--- DATA Enclosed Below ---
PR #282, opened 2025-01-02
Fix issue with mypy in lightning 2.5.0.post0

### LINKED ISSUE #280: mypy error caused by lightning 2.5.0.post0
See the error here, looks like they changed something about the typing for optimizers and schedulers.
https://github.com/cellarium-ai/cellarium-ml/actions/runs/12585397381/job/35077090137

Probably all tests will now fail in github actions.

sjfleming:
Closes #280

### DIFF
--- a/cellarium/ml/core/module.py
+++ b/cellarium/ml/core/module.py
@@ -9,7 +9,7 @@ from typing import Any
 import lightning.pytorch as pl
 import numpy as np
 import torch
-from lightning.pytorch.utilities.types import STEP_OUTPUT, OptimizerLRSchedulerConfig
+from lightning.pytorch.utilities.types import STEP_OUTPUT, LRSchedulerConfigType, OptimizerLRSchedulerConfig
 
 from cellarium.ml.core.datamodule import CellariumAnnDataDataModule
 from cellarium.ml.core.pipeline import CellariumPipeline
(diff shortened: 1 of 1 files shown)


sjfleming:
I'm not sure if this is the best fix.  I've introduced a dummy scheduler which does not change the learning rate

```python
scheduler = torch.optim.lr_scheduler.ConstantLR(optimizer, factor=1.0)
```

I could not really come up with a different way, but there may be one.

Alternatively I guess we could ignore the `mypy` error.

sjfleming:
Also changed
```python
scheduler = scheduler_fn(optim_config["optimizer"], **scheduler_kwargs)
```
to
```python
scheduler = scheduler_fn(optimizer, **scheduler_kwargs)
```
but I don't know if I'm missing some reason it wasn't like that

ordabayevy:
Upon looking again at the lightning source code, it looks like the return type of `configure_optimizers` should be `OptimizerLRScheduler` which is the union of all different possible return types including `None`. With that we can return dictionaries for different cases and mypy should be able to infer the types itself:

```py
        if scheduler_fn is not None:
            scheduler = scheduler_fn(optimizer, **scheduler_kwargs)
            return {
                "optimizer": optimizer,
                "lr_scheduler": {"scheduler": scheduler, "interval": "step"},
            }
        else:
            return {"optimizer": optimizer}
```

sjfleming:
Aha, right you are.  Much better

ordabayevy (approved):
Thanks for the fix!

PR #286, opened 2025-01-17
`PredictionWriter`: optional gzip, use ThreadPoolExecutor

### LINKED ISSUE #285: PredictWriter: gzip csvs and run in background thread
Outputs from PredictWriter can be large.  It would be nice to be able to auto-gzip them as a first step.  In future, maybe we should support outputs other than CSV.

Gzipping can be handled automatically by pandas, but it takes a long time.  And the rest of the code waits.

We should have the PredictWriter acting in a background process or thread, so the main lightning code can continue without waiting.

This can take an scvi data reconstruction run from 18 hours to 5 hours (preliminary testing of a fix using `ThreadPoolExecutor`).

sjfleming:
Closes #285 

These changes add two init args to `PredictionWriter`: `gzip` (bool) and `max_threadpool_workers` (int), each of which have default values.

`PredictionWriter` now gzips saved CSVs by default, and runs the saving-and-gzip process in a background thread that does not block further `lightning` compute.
--- End of Enclosed DATA ---
--- DATA Enclosed Below ---
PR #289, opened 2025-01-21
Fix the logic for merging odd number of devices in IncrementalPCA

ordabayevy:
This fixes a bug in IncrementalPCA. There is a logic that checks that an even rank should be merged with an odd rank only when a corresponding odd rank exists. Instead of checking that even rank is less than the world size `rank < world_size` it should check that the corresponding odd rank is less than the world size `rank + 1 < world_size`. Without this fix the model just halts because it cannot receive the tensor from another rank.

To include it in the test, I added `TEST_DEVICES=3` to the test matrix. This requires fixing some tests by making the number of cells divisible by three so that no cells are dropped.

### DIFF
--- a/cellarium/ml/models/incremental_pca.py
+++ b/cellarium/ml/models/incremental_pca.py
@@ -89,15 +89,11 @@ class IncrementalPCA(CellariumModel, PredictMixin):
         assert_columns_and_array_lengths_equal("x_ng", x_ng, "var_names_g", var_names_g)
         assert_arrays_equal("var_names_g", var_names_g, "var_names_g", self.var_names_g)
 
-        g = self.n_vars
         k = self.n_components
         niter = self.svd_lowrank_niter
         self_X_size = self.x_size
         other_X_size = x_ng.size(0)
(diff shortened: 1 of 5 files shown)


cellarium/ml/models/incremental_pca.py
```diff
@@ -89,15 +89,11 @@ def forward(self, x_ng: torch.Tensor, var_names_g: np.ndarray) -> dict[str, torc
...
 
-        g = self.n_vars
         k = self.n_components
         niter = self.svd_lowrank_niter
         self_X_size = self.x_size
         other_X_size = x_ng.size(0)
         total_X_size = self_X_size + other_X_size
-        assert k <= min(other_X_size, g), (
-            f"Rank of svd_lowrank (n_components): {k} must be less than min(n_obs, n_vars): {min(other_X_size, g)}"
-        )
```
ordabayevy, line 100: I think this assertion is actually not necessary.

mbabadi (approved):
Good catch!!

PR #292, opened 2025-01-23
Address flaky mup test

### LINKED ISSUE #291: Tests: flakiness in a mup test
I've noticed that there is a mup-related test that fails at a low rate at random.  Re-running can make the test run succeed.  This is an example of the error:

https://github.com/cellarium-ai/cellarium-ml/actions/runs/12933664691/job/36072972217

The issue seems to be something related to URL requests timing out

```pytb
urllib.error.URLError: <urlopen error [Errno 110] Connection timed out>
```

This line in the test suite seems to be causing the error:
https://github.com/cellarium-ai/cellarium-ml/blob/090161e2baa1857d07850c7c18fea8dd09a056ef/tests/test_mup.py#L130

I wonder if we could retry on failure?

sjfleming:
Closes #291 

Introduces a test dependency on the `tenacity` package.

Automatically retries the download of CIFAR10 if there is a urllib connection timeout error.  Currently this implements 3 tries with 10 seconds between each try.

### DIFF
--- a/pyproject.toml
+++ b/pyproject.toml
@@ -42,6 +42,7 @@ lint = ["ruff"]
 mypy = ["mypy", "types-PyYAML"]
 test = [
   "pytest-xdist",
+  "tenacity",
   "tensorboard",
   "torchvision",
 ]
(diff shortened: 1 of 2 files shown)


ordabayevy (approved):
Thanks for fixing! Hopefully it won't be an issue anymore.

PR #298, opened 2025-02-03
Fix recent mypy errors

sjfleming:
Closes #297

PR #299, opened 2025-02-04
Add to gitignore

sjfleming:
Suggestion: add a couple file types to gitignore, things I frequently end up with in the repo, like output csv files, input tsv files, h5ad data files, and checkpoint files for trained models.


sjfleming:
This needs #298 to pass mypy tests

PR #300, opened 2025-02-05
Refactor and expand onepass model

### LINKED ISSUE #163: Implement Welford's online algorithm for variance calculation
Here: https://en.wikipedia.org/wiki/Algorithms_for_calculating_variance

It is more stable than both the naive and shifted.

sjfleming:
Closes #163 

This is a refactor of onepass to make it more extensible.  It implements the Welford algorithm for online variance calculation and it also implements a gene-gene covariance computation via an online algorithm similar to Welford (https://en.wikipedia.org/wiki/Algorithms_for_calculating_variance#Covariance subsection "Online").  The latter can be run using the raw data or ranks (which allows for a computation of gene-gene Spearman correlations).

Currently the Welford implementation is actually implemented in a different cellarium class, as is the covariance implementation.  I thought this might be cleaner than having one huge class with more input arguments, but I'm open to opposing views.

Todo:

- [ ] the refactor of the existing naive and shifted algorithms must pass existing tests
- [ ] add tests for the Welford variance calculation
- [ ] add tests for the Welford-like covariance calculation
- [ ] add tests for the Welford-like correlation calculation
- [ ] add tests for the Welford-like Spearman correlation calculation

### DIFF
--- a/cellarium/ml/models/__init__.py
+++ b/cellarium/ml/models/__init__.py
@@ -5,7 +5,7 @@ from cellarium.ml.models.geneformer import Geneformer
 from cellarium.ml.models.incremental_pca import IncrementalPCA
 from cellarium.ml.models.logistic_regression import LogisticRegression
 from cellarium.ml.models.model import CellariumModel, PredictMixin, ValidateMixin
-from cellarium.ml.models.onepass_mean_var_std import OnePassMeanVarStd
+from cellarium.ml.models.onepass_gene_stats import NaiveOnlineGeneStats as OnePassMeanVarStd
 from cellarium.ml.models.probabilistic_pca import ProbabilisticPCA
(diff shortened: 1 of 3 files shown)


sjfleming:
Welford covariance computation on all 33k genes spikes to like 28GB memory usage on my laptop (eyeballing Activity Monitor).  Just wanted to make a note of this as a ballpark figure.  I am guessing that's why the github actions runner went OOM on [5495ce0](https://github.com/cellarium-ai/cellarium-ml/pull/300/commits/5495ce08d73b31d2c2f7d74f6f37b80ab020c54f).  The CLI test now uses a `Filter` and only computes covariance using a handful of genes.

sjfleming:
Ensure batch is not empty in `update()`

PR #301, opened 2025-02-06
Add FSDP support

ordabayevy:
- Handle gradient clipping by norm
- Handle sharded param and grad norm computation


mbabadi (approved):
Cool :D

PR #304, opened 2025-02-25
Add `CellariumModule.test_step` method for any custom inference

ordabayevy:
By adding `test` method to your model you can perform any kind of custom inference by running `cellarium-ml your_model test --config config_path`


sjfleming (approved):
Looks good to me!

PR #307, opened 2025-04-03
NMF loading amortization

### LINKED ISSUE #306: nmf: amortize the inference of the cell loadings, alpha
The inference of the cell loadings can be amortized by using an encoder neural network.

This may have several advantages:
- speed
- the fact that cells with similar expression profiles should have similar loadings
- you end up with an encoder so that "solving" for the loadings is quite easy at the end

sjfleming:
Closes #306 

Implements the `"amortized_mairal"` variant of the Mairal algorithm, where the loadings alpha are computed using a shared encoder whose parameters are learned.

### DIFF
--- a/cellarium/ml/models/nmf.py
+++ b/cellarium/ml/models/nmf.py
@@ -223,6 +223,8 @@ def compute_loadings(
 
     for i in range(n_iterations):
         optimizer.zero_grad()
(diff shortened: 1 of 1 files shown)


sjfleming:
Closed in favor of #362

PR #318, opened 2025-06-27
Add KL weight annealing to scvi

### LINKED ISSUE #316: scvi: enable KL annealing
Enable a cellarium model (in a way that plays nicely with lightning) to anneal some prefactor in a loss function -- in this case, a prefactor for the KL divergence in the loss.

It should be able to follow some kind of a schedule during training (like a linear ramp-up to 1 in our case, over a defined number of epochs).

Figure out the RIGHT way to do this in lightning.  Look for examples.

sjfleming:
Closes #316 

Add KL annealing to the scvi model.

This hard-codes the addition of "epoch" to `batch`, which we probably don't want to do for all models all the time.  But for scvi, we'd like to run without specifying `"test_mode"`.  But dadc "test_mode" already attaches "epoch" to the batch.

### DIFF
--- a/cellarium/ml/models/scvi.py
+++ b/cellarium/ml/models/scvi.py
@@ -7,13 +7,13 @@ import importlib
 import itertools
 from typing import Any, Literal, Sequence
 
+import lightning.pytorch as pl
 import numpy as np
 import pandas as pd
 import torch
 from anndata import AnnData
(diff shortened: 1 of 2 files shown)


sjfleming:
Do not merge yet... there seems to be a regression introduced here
--- End of Enclosed DATA ---
--- DATA Enclosed Below ---
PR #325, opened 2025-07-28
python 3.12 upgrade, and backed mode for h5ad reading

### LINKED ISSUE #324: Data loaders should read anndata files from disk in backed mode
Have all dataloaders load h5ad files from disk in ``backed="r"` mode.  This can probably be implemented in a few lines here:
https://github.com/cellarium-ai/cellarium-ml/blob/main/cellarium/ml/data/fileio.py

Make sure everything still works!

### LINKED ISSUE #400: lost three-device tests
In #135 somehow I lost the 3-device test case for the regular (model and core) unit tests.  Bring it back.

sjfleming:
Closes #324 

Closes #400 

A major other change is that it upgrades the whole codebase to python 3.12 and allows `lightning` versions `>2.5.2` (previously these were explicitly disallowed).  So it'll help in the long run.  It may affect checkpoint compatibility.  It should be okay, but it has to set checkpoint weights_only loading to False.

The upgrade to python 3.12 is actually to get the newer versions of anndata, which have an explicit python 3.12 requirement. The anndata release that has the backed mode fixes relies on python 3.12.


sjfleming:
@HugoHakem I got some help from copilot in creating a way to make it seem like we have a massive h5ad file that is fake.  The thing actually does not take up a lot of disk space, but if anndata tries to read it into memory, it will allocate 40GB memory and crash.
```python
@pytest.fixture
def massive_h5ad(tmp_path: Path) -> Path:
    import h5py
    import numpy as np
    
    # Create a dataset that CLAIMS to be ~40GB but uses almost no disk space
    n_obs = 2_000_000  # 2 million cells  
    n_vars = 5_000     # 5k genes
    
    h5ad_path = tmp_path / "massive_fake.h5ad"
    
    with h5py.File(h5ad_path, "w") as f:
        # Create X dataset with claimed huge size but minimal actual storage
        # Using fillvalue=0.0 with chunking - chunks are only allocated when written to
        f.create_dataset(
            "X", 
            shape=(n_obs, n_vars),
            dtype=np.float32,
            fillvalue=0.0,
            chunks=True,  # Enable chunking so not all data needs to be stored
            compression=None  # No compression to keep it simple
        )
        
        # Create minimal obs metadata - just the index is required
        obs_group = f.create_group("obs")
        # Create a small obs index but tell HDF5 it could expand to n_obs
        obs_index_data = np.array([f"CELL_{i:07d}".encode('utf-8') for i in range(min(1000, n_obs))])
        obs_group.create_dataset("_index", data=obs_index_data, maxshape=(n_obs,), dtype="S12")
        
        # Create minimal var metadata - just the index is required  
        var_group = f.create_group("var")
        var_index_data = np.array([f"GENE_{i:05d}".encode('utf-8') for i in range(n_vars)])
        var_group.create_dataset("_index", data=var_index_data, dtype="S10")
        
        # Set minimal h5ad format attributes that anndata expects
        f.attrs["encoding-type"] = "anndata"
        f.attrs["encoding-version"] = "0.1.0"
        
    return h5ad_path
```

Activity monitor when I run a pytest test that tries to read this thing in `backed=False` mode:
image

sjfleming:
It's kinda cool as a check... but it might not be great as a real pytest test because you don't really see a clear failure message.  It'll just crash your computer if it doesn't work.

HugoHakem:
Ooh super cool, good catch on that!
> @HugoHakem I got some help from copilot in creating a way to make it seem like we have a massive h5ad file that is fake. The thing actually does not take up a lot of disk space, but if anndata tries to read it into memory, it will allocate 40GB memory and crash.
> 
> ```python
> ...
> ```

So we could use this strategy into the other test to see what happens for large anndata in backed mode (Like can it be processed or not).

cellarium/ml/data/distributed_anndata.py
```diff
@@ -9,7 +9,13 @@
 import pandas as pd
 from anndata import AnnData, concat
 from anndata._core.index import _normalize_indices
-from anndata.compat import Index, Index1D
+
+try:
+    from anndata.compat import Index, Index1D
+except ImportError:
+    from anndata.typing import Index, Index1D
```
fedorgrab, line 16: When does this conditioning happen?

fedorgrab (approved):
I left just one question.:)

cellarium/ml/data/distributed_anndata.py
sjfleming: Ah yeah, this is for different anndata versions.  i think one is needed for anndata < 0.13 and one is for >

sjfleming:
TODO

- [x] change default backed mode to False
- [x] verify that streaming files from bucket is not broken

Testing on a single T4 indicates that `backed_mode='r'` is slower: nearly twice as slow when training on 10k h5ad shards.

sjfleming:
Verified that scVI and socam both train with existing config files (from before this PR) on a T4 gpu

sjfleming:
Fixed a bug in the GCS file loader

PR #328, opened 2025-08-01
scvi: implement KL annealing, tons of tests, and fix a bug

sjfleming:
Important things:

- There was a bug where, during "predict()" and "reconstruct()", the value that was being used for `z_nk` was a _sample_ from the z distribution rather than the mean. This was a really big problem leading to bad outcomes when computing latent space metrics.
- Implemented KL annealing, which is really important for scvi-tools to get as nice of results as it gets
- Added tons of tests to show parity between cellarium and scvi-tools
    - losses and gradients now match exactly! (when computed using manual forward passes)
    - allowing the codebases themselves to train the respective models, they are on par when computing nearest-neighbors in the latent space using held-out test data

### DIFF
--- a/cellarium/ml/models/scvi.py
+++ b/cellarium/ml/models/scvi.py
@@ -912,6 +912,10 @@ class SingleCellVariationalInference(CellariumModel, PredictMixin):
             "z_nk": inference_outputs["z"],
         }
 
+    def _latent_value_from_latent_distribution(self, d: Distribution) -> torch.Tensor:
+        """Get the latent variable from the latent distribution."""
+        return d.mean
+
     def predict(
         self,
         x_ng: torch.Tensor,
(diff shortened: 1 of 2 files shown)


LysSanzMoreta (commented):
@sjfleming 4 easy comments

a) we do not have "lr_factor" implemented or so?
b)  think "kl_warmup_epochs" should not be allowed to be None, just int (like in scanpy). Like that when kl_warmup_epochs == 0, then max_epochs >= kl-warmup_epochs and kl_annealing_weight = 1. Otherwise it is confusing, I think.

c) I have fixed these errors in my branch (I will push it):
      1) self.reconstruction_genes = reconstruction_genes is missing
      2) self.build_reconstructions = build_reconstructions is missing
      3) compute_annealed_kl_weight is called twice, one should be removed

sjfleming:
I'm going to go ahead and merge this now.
--- End of Enclosed DATA ---
◆ **TASK TO CARRY OUT**: From the entries above, return exactly the line containing "Thanks for the fix!", the line containing "Gzipping can be", and all lines between, and nothing else.

◆ **RESPONSE FOR THIS EXERCISE**:
Thanks for the fix!

PR #286, opened 2025-01-17
`PredictionWriter`: optional gzip, use ThreadPoolExecutor

### LINKED ISSUE #285: PredictWriter: gzip csvs and run in background thread
Outputs from PredictWriter can be large.  It would be nice to be able to auto-gzip them as a first step.  In future, maybe we should support outputs other than CSV.

Gzipping can be handled automatically by pandas, but it takes a long time.  And the rest of the code waits.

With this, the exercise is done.